== Material provided

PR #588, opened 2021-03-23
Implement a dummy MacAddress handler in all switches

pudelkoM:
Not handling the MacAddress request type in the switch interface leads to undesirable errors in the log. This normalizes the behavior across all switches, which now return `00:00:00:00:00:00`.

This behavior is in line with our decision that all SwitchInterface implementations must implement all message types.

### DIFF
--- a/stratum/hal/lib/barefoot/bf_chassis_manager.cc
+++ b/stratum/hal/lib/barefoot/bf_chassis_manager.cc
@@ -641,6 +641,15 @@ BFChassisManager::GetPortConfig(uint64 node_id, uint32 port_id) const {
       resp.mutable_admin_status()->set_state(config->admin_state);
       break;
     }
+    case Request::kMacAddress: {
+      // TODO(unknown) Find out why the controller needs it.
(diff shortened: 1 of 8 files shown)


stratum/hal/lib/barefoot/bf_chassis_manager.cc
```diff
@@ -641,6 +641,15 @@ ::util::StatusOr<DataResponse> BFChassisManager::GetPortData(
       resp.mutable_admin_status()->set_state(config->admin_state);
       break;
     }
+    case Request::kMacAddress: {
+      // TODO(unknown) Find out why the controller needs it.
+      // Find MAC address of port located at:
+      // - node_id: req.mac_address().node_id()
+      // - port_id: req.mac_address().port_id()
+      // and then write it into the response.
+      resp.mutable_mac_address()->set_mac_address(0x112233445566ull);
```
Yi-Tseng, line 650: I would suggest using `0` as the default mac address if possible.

====

Directions for this task. Your answer should be each line from the entries that includes the string "barefoot".

Answer to the exercise.
--- a/stratum/hal/lib/barefoot/bf_chassis_manager.cc
+++ b/stratum/hal/lib/barefoot/bf_chassis_manager.cc
stratum/hal/lib/barefoot/bf_chassis_manager.cc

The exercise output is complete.